Os roxos de raiva e os coletes amarelos
Alceu A. Sperança
Será que com os coletes amarelos já está em andamento a II Revolução Francesa? Será que o que vier dela servirá de exemplo para o mundo, como a primeira? Quando, em 1789, os franceses se ergueram contra um rei e sua desfaçatez, derrubando a Bastilha, o fizeram inspirados aqui na América, pela revolução dos EUA (1776) e no levante de Tupac Amaru no Peru (1780), que assim detonaram uma série ininterrupta de revoluções por todo o mundo, inclusive a Conjuração Mineira, no Brasil, que culminou com o enforcamento de Tiradentes, em 1792.
Só no Brasil, inspirado por ideais semelhantes, ergueu-se o povo inúmeras vezes. Revolução da Independência, na Bahia (1798); Revolução Pernambucana (PE, PB e RN), em 1817; a articulação maçônica (que fez o príncipe d. Pedro declarar a independência do Brasil), em 1822; Confederação do Equador (1824); Cabanagem (1835); Revolução Farroupilha (1836); República Juliana (1839); e vai por aí, até a grande greve de 1917, que introduziu a luta de classes no país.
Se na França de hoje, mais uma vez, a fórmula da repressão for tentada e como sempre as coisas continuarem de mal a pior, primeiro com a paz dos cemitérios e depois com a gradual retomada dos protestos, ficará definitivamente provado que bater em pé-rapado não funciona. Se, ao contrário, a França começar a corrigir as graves injustiças da civilização e seu povo começar a ser feliz, de preferência todos os povos, aí poderemos fazer deste Terceiro Milênio alguma coisa que preste, pois qualquer balanço que se faça do segundo vai apresentar um vergonhoso passivo de crueldades e injustiças.
Ao falar na Assembleia Nacional francesa, no distante 2005, o então primeiro-ministro Dominique de Villepin, encurralado, anunciou uma série de medidas que visariam a apoiar as regiões pobres e lutar contra a discriminação, desemprego e falta de oportunidades. "A luta contra todas as formas de discriminação deve ser uma prioridade para a comunidade nacional", disse ele. "A República enfrenta um momento de verdade".
Algumas das propostas: criar uma agência para coesão social e igualdade de oportunidades, além de quinze zonas francas urbanas para incentivar a implantação de empresas nessas áreas e aumentar a oferta de empregos; apoio à contratação de jovens moradores dos subúrbios; e a instalação de cinco mil postos de assistência pedagógica. Foi feito? Pergunte aos coletes amarelos!
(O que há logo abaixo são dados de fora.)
PR #475, opened 2021-01-20
QIR-based tracer

irinayat-MS:
To collect early feedback on the tracer design.

`lib/tracer` contains implementation of the tracer (the readme file in the folder outlines the requirements and design)
`test/unittests/TracerTests.cpp` contains C++ unit tests for the tracer
`test/QIR-tracer` demonstrates how a Q# program can be connected to the tracer via QIR


src/QirRuntime/lib/Tracer/tracer.cpp
```diff
@@ -0,0 +1,267 @@
...
+    //------------------------------------------------------------------------------------------------------------------
+    void CTracer::AddOperationToLayer(OpId id, LayerId layer)
+    {
+        assert(layer < this->metricsByLayer.size());
+        auto inserted = this->metricsByLayer[layer].operations.insert({id, 1});
+        if (!inserted.second)
+        {
+            assert(inserted.first->first == id);
+            inserted.first->second += 1;
+        }
```
thomashaener, line 143: Can't this be done as `this->metricsByLayer[layer].operations[id] += 1;`?

src/QirRuntime/lib/Tracer/tracer.cpp
```diff
@@ -0,0 +1,267 @@
...
+    }
+    Result CTracer::UseOne()
+    {
+        return reinterpret_cast<Result>(INVALID);
+    }
+
+    //------------------------------------------------------------------------------------------------------------------
+    // CTracer::CreateNewLayer
+    //------------------------------------------------------------------------------------------------------------------
+    LayerId CTracer::CreateNewLayer(Duration opDuration)
```
thomashaener, line 70: Maybe rename `opDuration` to `minLayerDuration`?

src/QirRuntime/lib/Tracer/tracer.hpp
```diff
@@ -0,0 +1,185 @@
+// Copyright (c) Microsoft Corporation. All rights reserved.
+// Licensed under the MIT License.
+
+#include <limits>
+#include <memory>
+#include <unordered_map>
+#include <vector>
+
+#include "CoreTypes.hpp"
+#include "QuantumApi_I.hpp"
```
thomashaener, line 10: Reorder includes?

src/QirRuntime/lib/Tracer/tracer.cpp
```diff
@@ -0,0 +1,267 @@
...
+    void CTracer::ReleaseQubit(Qubit /*qubit*/)
+    {
+        // nothing for now
+    }
+    std::string CTracer::QubitToString(Qubit q)
+    {
+        size_t qubitIndex = reinterpret_cast<size_t>(q);
+        const QubitState& qstate = this->UseQubit(q);
+
+        stringstream str(qubitIndex);
```
thomashaener, line 48: This is causing the build to fail on linux.
```suggestion
        stringstream str(std::to_string(qubitIndex));
```

thomashaener (commented):
Thanks a lot, @irinayat-MS, looks good to me!
I've added a few suggestions and comments.

src/QirRuntime/lib/Tracer/tracer.hpp
irinayat-MS: Personally, I like grouping std includes and the project includes separately, and inside each group they are sorted alphabetically by clang-format, which improves readability and is usually sufficient to catch the header dependencies. My preference to list std includes first comes from the desire to keep "meaningful" code together. In my previous projects, std includes were seldom the source of missing header dependencies and they are easy to fix, if found. All in all, I'd like to keep the current format/order of includes as is, and consistent across QirRuntime project.

msoeken (commented):
I left only a few comments for now.

src/QirRuntime/lib/Tracer/CMakeLists.txt
```diff
@@ -0,0 +1,27 @@
...
+set(includes
+  "${public_includes}"
+  "${PROJECT_SOURCE_DIR}/lib/QIR"
+)
+
+add_library(${component_name} STATIC ${source_files})
+
+target_include_directories(${component_name} PUBLIC ${includes})
+
+MESSAGE(INFO "*** ${QIR_UTILITY_LIB}")
```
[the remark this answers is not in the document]
irinayat-MS: removed the line (it was an artefact from debugging the build)

src/QirRuntime/lib/Tracer/tracer-trc.cpp
```diff
@@ -0,0 +1,66 @@
+// Copyright (c) // NOLINT{} Microsoft Corporation. All rights reserved.
+// Licensed under the MIT License.
+
+#include <assert.h>
+
+#include "CoreTypes.hpp"
+#include "qirTypes.hpp"
+#include "tracer.hpp"
```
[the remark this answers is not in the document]
irinayat-MS: See my response about include grouping/order in another comment. If we decide to change it, the change would need to be applied across QirRuntime project.

src/QirRuntime/lib/Tracer/tracer-trc.cpp
```diff
@@ -0,0 +1,66 @@
...
+    RESULT* quantum__trc__single_qubit_measure(int32_t id, int32_t duration, QUBIT* q) // NOLINT
+    {
+        return tracer->TraceSingleQubitMeasurement(id, duration, q);
+    }
+
+    RESULT* quantum__trc__multi_qubit_measure(int32_t id, int32_t duration, QirArray* qs) // NOLINT
+    {
+        return tracer->TraceMultiQubitMeasurement(id, duration, qs->count, reinterpret_cast<Qubit*>(qs->buffer));
+    }
+}
```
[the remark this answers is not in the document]
irinayat-MS: We are inconsistent in QirRuntime regarding the black line at the end of the cpp/hpp files. Why is it important to enforce one? If it is, we should add the rule to clang-format if possible.

src/QirRuntime/lib/Tracer/tracer.cpp
```diff
@@ -0,0 +1,267 @@
...
+        return nullptr;
+    }
+    IDiagnostics* CTracer::AsDiagnostics()
+    {
+        return nullptr;
+    }
+    Qubit CTracer::AllocateQubit()
+    {
+        size_t qubit = qubits.size();
+        qubits.push_back({});
```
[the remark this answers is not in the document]
irinayat-MS: Yes, it should :)

src/QirRuntime/lib/Tracer/tracer.cpp
irinayat-MS: Thank you! (Why, oh why, cannot Windows and Linux do the same thing here?)

src/QirRuntime/lib/Tracer/tracer.cpp
irinayat-MS: Renamed to `minRequiredDuration`.

src/QirRuntime/lib/Tracer/tracer-trc.cpp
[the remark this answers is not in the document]
msoeken: Some older tools such as UNIX command line tools can lead to strange effects without the `\n` at the end of the last line of code.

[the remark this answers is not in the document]
msoeken: I don't think there's a `clang-format` option for that. It may be done automatically though (see [here](https://reviews.llvm.org/D37732))

src/QirRuntime/lib/Tracer/tracer.cpp
```diff
@@ -0,0 +1,267 @@
...
+    // CTracer::FindLayerToInsertOperationInto
+    //------------------------------------------------------------------------------------------------------------------
+    LayerId CTracer::FindLayerToInsertOperationInto(Qubit q, Duration opDuration) const
+    {
+        const QubitState& qstate = this->UseQubit(q);
+
+        LayerId layerToInsertInto = INVALID;
+        if (qstate.layer != INVALID)
+        {
+            const Layer& lastUsedIn = this->metricsByLayer[qstate.layer];
```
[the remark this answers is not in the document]
irinayat-MS: Thanks! As I was adding comments in the function, found a bug. Hopefully, the naming of the locals and the overall logic is clearer now.

src/QirRuntime/lib/Tracer/tracer.cpp
irinayat-MS: It can, because integer values in the map are default-initialized to zero :)

src/QirRuntime/lib/Tracer/tracer-trc.cpp
```diff
@@ -0,0 +1,66 @@
...
+namespace Quantum
+{
+    extern thread_local std::shared_ptr<CTracer> tracer;
+}
+} // namespace Microsoft
+
+using namespace Microsoft::Quantum;
+extern "C"
+{
+    void quantum__trc__on_operation_start(int64_t id) // NOLINT
```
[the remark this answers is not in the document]
irinayat-MS: Why would it be useful to do this? (if so, we should do it across QirRuntime as a whole)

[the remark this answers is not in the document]
irinayat-MS: Added to the list in https://github.com/microsoft/qsharp-runtime/issues/482

src/QirRuntime/lib/Tracer/tracer-trc.cpp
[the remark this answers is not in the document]
irinayat-MS: VSCode and VS do insert EOL marker at the end of each line, including the last one, so I don't think there is a need to require a blank last line. We should get consistent line feeds though (added that to the list in https://github.com/microsoft/qsharp-runtime/issues/482).

src/QirRuntime/lib/Tracer/tracer.hpp
irinayat-MS: If you feel strongly about it, please add to https://github.com/microsoft/qsharp-runtime/issues/482 (we'll need to update our clang.format and make sure we use consistent grouping/ordering of includes across the project).

src/QirRuntime/lib/Tracer/README.md
```diff
@@ -0,0 +1,177 @@
...
+6. (_lower priority_) the scheduling component to optimize depth and/or width of the circuit.
+
+## List of `__quantum__qis__*` methods ##
+
+___WIP___
+
+| Signature                                             | Description                                                  |
+| :---------------------------------------------------- | :----------------------------------------------------------- |
+| `void __quantum__qis__inject_global_barrier(i32 %id, i32 %duration)` | Function to insert a global barrier. It will be inserted into QIR based on a user defined intrinsic. See [Layering](#layering) section for details. |
+| `void __quantum__qis__on_operation_start(i64 %id)`    | Function to identify the start of a quantum module. The argument is a unique _id_ of the module. The tracer will have an option to treat module boundaries as barriers between layers and (_lower priority_) and option to cache estimates for a module, executed multiple times. The call to the function will be inserted into QIR by the Q# compiler when Tracer is specified as the compilation target. |
```
kuzminrobin, line 37: Typo: 
> **and** (_lower priority_) **and** option 

2 **and**s in a row.

src/QirRuntime/lib/Tracer/README.md
```diff
@@ -0,0 +1,177 @@
...
+| `void __quantum__qis__on_operation_end(i64 %id)`      | Function to identify the end of a quantum module. The argument is a unique _id_ of the module and must match the _id_ supplied on start of the module. The call to the function will be inserted into QIR by the Q# compiler when Tracer is specified as the compilation target. |
```
kuzminrobin, line 38: > void __quantum__qis__on_operation_end(**i64 %id**)

If the modules strictly follow each other or are strictly nested to each other, then the parameter **i64 %id** may be redundant (and can cause questions "_what to do if the parameter does not correspond to the expected one?_").

src/QirRuntime/lib/Tracer/README.md
```diff
@@ -0,0 +1,177 @@
...
+| `void __quantum__qis__single_qubit_op(i32 %id, i32 %duration, %Qubit* %q)` | Function for counting operations that involve a single qubit. The first argument is the id of the operation, as assigned by the client. Multiple intrinsics can be assigned the same id, in which case they will be counted together. The second argument is duration to be assigned to the particular invocation of the operation. |
```
kuzminrobin, line 39: > The second argument is **duration** to be assigned to the particular invocation of the operation

(May be this my question is premature and will be clarified later, but during the first-most reading the answer is not obvious)
The duration is in which units? Seconds? Milliseconds? CPU clock cycles?

And what does it mean "_to assign a duration to the particular invocation of the operation_"?

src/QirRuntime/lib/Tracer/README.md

É claro que a primeira providência dele, para atender à velha mania de botar polícia para bater em miserável, foi mandar milhares de policiais aos bairros. Resultado? As revoltas aumentaram. Daí a opção pelas medidas sociais, que começam a ser postas em prática mas só podem proporcionar os melhores resultados se contarem com a participação direta das comunidades.
"Cala-boca" em forma de medidas paliativas e muita borrachada no lombo de pobre-diabo pode até sufocar temporariamente a revolta, mas não impedirá que ela mais tarde retorne ainda com maior ímpeto. "A explosão de cólera alimenta-se da má qualidade de vida, da desesperança, da negação de reconhecimento e dignidade", disse na época a ex-ministra francesa dos Esportes, Marie-George Buffet. Neste Brasil hoje tão cheio de raiva a gente já não se sente um pouquinho... europeus?